1 yes, evidence reported for manipulation
2 yes, evidence reported for no manipulation
3 no evidence reported
APPENDIX B
Post-Training Coding and Reliability Procedures
1. For both phases (training and actual) of the coding process, studies were randomly assigned for coding instead of being coded in a pre-determined order in order to avoid (as much as possible) biases towards a specific approach. Studies that replaced others that had been initially selected were similarly
randomized.
2. Coders initially read each study individually, making notes on a prepared entry sheet containing specific reading guidelines for coding.
3. Only when note-taking and reading were completed did coders begin individual coding. Throughout
the coding process, they reiteratively revisited the study to look for evidence of their responses to the
codes.
4. Coders recorded page numbers in studies reflecting features coded to facilitate checking codes and
checking reliability.
5. Reliability checks were conducted every week (three studies).
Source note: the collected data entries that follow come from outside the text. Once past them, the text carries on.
PR #4868, opened 2025-09-28
Platform extensions sketch

DOsinga:
## Platform Extensions

This introduces a new type of extension, platform extensions. these are extensions that are tied tightly to the platform and can (currently) read and write to the current session. 

It also makes description a required field on the extensions for consistency


crates/goose/src/agents/todo_extension.rs
```diff
@@ -0,0 +1,220 @@
...
+                completions: None,
+                experimental: None,
+                logging: None,
+            },
+            server_info: Implementation {
+                name: "todo".to_string(),
+                version: "1.0.0".to_string(),
+            },
+            instructions: Some(
+                "Manage TODO lists - read and write task planning content.".to_string(),
```
DOsinga: we should expand this of course

crates/goose/src/agents/agent.rs
```diff
@@ -504,91 +493,6 @@ impl Agent {
                 "Frontend tool execution required".to_string(),
                 None,
             )))
-        } else if tool_call.name == TODO_READ_TOOL_NAME {
```
angelahning, line 524: nice

crates/goose/src/agents/extension.rs
```diff
@@ -171,29 +202,38 @@ pub enum ExtensionConfig {
...
         display_name: Option<String>, // needed for the UI
-        description: Option<String>,
         timeout: Option<u64>,
-        /// Whether this extension is bundled with goose
+        #[serde(default)]
+        bundled: Option<bool>,
+        #[serde(default)]
+        available_tools: Vec<String>,
+    },
+    /// Platform extensions that have direct access to the agent etc and are part of the  the goose binary
```
angelahning: nit: "are part of the  the goose binary"

crates/goose/src/agents/todo_tools.rs
```diff
@@ -1,160 +0,0 @@
...
-/// This tool reads the entire task planner file content as a string.
-/// It is marked as read-only and safe to use repeatedly.
-///
-/// # Returns
-/// A configured `Tool` instance for reading task planner content
-pub fn todo_read_tool() -> Tool {
-    Tool::new(
-        TODO_READ_TOOL_NAME.to_string(),
-        indoc! {r#"
-            Read the entire TODO file content.
```
angelahning, line 22: Have these tool instructions been ported somewhere else?

crates/goose/src/config/extensions.rs
```diff
@@ -29,10 +30,29 @@ pub struct ExtensionConfigManager;
...
 impl ExtensionConfigManager {
     fn get_extensions_map() -> Result<HashMap<String, ExtensionEntry>> {
-        let config = Config::global();
-        Ok(config
+        let mut extensions_map = Config::global()
             .get_param(EXTENSIONS_CONFIG_KEY)
-            .unwrap_or_else(|_| HashMap::new()))
+            .unwrap_or_else(|_| HashMap::new());
+
+        if !extensions_map.is_empty() {
```
angelahning, line 88: Why do we only enable the platform extensions if the user has existing extensions?

crates/goose-server/src/routes/extension.rs
```diff
@@ -112,9 +30,6 @@ async fn add_extension(
         request.session_id
     );
 
-    let session_id = request.session_id.clone();
-    let extension_request = request.config;
-
     // If this is a Stdio extension that uses npx, check for Node.js installation
     #[cfg(target_os = "windows")]
     if let ExtensionConfigRequest::Stdio { cmd, .. } = &extension_request {
```
angelahning: does this compile? here's referring to ExtensionConfigRequest::stdio which has been deleted

crates/goose/src/config/extensions.rs
DOsinga: good question; I saw this happening where it would get here and not have any extensions yet and then if we insert it here, something else is not going to set their defaults. obviously would be better to solve the issue in that something else, but that feels like it is inside some hairy client code. we should get a good opinion though on where in general the default extensions are set. I'm not sure !

crates/goose-server/src/routes/extension.rs
DOsinga: ooh, good catch. probably no longer compiles on windows. it does beg the question what this windows specific code is doing here and why it is installing a specific version of node, but still.

crates/goose/src/agents/todo_extension.rs
```diff
@@ -0,0 +1,220 @@
...
+
+    fn get_tools() -> Vec<Tool> {
+        fn create_schema(json_value: Value) -> Arc<Map<String, Value>> {
+            Arc::new(json_value.as_object().unwrap().clone())
+        }
+
+        vec![
+            Tool {
+                name: "todo_read".into(),
+                description: Some("Read the current TODO list content".into()),
```
angelahning: description needs to be expanded. Same for the write tool below.

crates/goose-cli/src/commands/configure.rs
```diff
@@ -1048,23 +1014,16 @@ pub fn configure_extensions_dialog() -> Result<(), Box<dyn Error>> {
...
-                        } else {
-                            Ok(())
-                        }
-                    })
-                    .interact()?;
-                Some(desc)
-            } else {
-                None
-            };
+            let description = cliclack::input("Enter a description for this extension:")
```
michaelneale, line 1017: so descriptions are required now - but not often used, how come mandatory now effectively?

crates/goose/src/agents/agent.rs
michaelneale: yeah this is the best bit!

crates/goose/src/agents/extension.rs
```diff
@@ -32,6 +33,37 @@ impl ProcessExit {
     }
 }
 
+pub static PLATFORM_EXTENSIONS: Lazy<HashMap<&'static str, PlatformExtensionDef>> =
+    Lazy::new(|| {
+        let mut map = HashMap::new();
+
+        map.insert(
+            todo_extension::EXTENSION_NAME,
```
michaelneale, line 42: much nicer looking

crates/goose/src/agents/extension.rs
michaelneale: more so than just binary, as the developer MCP etc are also in the binary, but run out of process, these run in process?

crates/goose/src/agents/todo_extension.rs
michaelneale: so this replaces the prompt for existing todos? (or it is still in system prompt?). Existing todos seem to think they are a file which always looks odd, so probably good to play around with this

crates/goose/src/agents/todo_extension.rs
DOsinga: this is a sketch - the idea is to look at the architecture

crates/goose-cli/src/commands/configure.rs
DOsinga: well, we were using them all over the place, just for when we didn't have them we would try to put something together ourselves. this is just an effort to make it all look a bit more like each other.

crates/goose/src/agents/todo_extension.rs
DOsinga: yes, will be. currently todo read & write are tools without an extension, which means there is no extension prompt which means we include it in the system prompt which means that if you switch off todo, it still knows about it. so that's one of the things we're trying to fix here

crates/goose/src/agents/extension.rs
DOsinga: changed it into something better

crates/goose/src/agents/todo_tools.rs
DOsinga: they have now

crates/goose-server/src/routes/extension.rs
DOsinga: fixed

crates/goose-cli/src/commands/configure.rs
michaelneale: that is ok - just wanted to make sure deliberate and won't cause problems loading older configurations

michaelneale:
LGTM - when ready/builds any thing to manually test and watch out for @DOsinga ?

crates/goose/src/agents/todo_extension.rs
```diff
@@ -0,0 +1,263 @@
...
+        }
+    }
+
+    fn get_tools() -> Vec<Tool> {
+        fn create_schema(json_value: Value) -> Arc<Map<String, Value>> {
+            Arc::new(json_value.as_object().unwrap().clone())
+        }
+
+        vec![
+            Tool {
```
alexhancock: Can do `Tool::new` for a bit nicer syntax if we want

crates/goose/src/agents/todo_extension.rs
```diff
@@ -0,0 +1,263 @@
...
+
+pub struct TodoClient {
+    info: InitializeResult,
+    context: PlatformExtensionContext,
+}
+
+impl TodoClient {
+    pub fn new(context: PlatformExtensionContext) -> Result<Self> {
+        let info = InitializeResult {
+            protocol_version: ProtocolVersion::V_2025_03_26,
```
alexhancock, line 29: if there is a constant for the june version we can start using it. i was going to take a pass and make that the default in rmcp. we more closely resemble the june version than march.

DOsinga: sounds good. of course this is internal only so for now I doubt we'll check it, bit still

crates/goose/src/agents/todo_extension.rs
DOsinga: oh nice

crates/goose/src/agents/todo_extension.rs
```diff
@@ -0,0 +1,263 @@
...
+                annotations: None,
+                output_schema: None,
+            },
+        ]
+    }
+}
+
+#[async_trait]
+impl McpClientTrait for TodoClient {
+    async fn list_resources(
```
jamadeo, line 217: if these are going to act like mcp servers, it would be really nice to be able to define them using rmcp's server sdk, e.g.

```
impl Todo {
    #[tool(name = "todo_add")]
    pub async fn todo_add(...)
}
```

they could still be built with the platform extension context and have all the same access, but they'd be easier to write and easily port-able to out-of-process MCP servers

jamadeo (commented):
Nice. I think passing the context to a per-session client is great, and opens these up to be really quite powerful.

I'm fine with description being non-optional in general, but I don't think users should have to create a description when adding an MCP server. (e.g. I go find the github mcp, add it, I should not have to also type "github" in a description field.)

michaelneale:
image


image


but my config is: 

```yaml
GOOSE_MODEL: claude-sonnet-4-5-20250929
ANTHROPIC_HOST: https://api.anthropic.com
GOOSE_PROVIDER: anthropic
OTEL_EXPORTER_OTLP_ENDPOINT: https://goose-otlp-proxy.sqprod.co
GOOSE_RECIPE_GITHUB_REPO: squareup/goose-recipes
extensions:
  developer:
    enabled: true
    type: builtin
    name: developer
    display_name: Developer Tools
    description: null
    timeout: 300
    bundled: true
    available_tools: []
```


so something is broken with the extension loading (it won't load or even recognise a built in) specifically with this branch

michaelneale (changes requested):
isn't picking up built in extensions or configured extensions (see comment)

DOsinga:
> isn't picking up built in extensions or configured extensions (see comment)

I couldn't reproduce this, but it did asked me if I wanted to fix the install of the todo extension. that should be fixed now. it might be the same thing.  this is what I am seeing:

image

michaelneale:
@DOsinga still the same - not showing any extensions or finding them, and have pulled latest

image


no idea why - but any other branch is fine, it is just this one

michaelneale:
ok testing with production build `cargo build -r` is where I am seeing it not work for some reason...

michaelneale (approved):
ok think have hammered on this enough - cli does work now - so I am happy (weird how it loaded different - I guess longer term that code path will be replaced with goosed so all good). 

I also note that todo now shows up an extension you can turn off, but it is not in the config.yaml - which means you can't "add it" later on - is this an issue? (maybe it will always just show up in any list which is fine and ideal). Again - cli only.

(openapi schema isn't happy though - but when build is ok I think this makes sense)

DOsinga:
> ok think have hammered on this enough - cli does work now - so I am happy (weird how it loaded different - I guess longer term that code path will be replaced with goosed so all good).
> 
> I also note that todo now shows up an extension you can turn off, but it is not in the config.yaml - which means you can't "add it" later on - is this an issue? (maybe it will always just show up in any list which is fine and ideal). Again - cli only.
> 
> (openapi schema isn't happy though - but when build is ok I think this makes sense)

yeah, good analysis. todo always shows up, as it is a platform tool, so all you can do is switch it off. if you delete it from the config, we add it again. I think this is how all bundled tools should work? not sure. also not sure on how it works now and when they are re-added (i.e. like with developer tool, the desktop will adde them if deleted?). might need to do a follow up to clean this up

PR #4871, opened 2025-09-29
fix mcp integration test flakiness

jamadeo:
Concurrent `cargo run` commands don't work so well. This changes it to build the binary and then use that.


jamadeo:
Thanks @michaelneale for fixing the breaking test. The passing tests are still somewhat flaky for me when I run them locally, although I've yet to see them fail on CI in this way.

I tracked it down to the fact that it uses `cargo run` to run the MCP replay process. It seems that when cargo locks itself, the process is killed somewhere and the connection closed.

alexhancock:
when they flake, how do they flake?

i've experienced difficulty with recording (other output included etc), but not once we have a clean set of recordings made

michaelneale:
I think no longer needed - we had a bad merge to main which had a failing check (shoudlnt
' have been merged) which caused this issue I believe.

jamadeo:
> when they flake, how do they flake?

@alexhancock this affected replay mode, where the concurrent `cargo run` commands might mean one or more of the server processes exits without doing anything. The error you'd see is something like "connection closed before init response" or something like that.

alexhancock:
> > when they flake, how do they flake?
> 
> @alexhancock this affected replay mode, where the concurrent `cargo run` commands might mean one or more of the server processes exits without doing anything. The error you'd see is something like "connection closed before init response" or something like that.

I see

PR #4872, opened 2025-09-29
Don't set agent props twice

DOsinga:
Had another look at the code we ended up merging and I think we missed a trick; that lock returns the agent to the rest of the code so the way it was, it would always reset the provider and scheduler.


crates/goose/src/execution/manager.rs
```diff
@@ -91,43 +91,40 @@ impl AgentManager {
...
 
-        match &mode {
-            SessionExecutionMode::Interactive | SessionExecutionMode::Background => {
-                debug!("Setting scheduler on agent for session {}", session_id);
-                agent.set_scheduler(Arc::clone(&self.scheduler)).await;
+        if is_new {
+            match &mode {
+                SessionExecutionMode::Interactive | SessionExecutionMode::Background => {
+                    debug!("Setting scheduler on agent for session {}", session_id);
+                    agent.set_scheduler(Arc::clone(&self.scheduler)).await;
```
alexhancock: I know this is existing code but why do we `agent.set_scheduler` for an interactive session?

alexhancock (approved):
It looks good to me. Perhaps add a test that would have failed before the fix.

crates/goose/src/execution/manager.rs
DOsinga: it's not a great reason, but goose can create schedules for itself and in order to that, the agent needs to have access to the scheduling service

alexhancock: ah, ok

DOsinga:
> It looks good to me. Perhaps add a test that would have failed before the fix.

I dont think you can really. this is better because it doesn't lock up the entire agent manager while creating an agent, but the previous situation would still work

PR #4873, opened 2025-09-29
Dead code cleanup

DOsinga:
Dead code that is really not actually used it seems


michaelneale:
yep LGTM - it is and always has been enforced in the desktop client only (I think at one point we wanted to try it on the agent/cli side but that was abandoned)

PR #4832, opened 2025-09-25
lowercase g in goose

angiejones:
changing occurrences of Goose to goose - first pass

PR #4874, opened 2025-09-29
Revert "lowercase g in goose"

michaelneale:
Reverts block/goose#4832

seeing if this resolves the build (maybe some case insensitivity inconsistency)

we may need to do this, and then do a different change just with the casing of the doc site


alexhancock:
what build issues were you noticing @michaelneale? `main` has been ok today on my side

michaelneale:
@alexhancock oh this was an older attempted - took me a few hours but I was able to patch up main. The lowercase g removed some data which was needed by the tests and was failing, so added it back in, fixed openapi stuff etc - but if that didn't work, rolling back was an option (honestly the rename PR was broken so am not sure how it was merged, it shouldn't have been in that form) - but my aim was to get it clean before your work day so no one noticed!

alexhancock:
> my aim was to get it clean before your work day so no one noticed!

You did marvelously!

6. One coder marked each score on a prepared coding sheet. Coders discussed disagreements until they
decided on an agreed code. Original codes were kept on individual coder sheets. If coders could not
reach agreement, the person responsible for notes on that week would take the question to the PI to be
resolved. Upon resolution, the result was entered in the prepared recording sheet for all codes for each
study.
7. All phone conferences were documented by one of the coders and sent to the PI for response prior to
commencing the next set of three studies.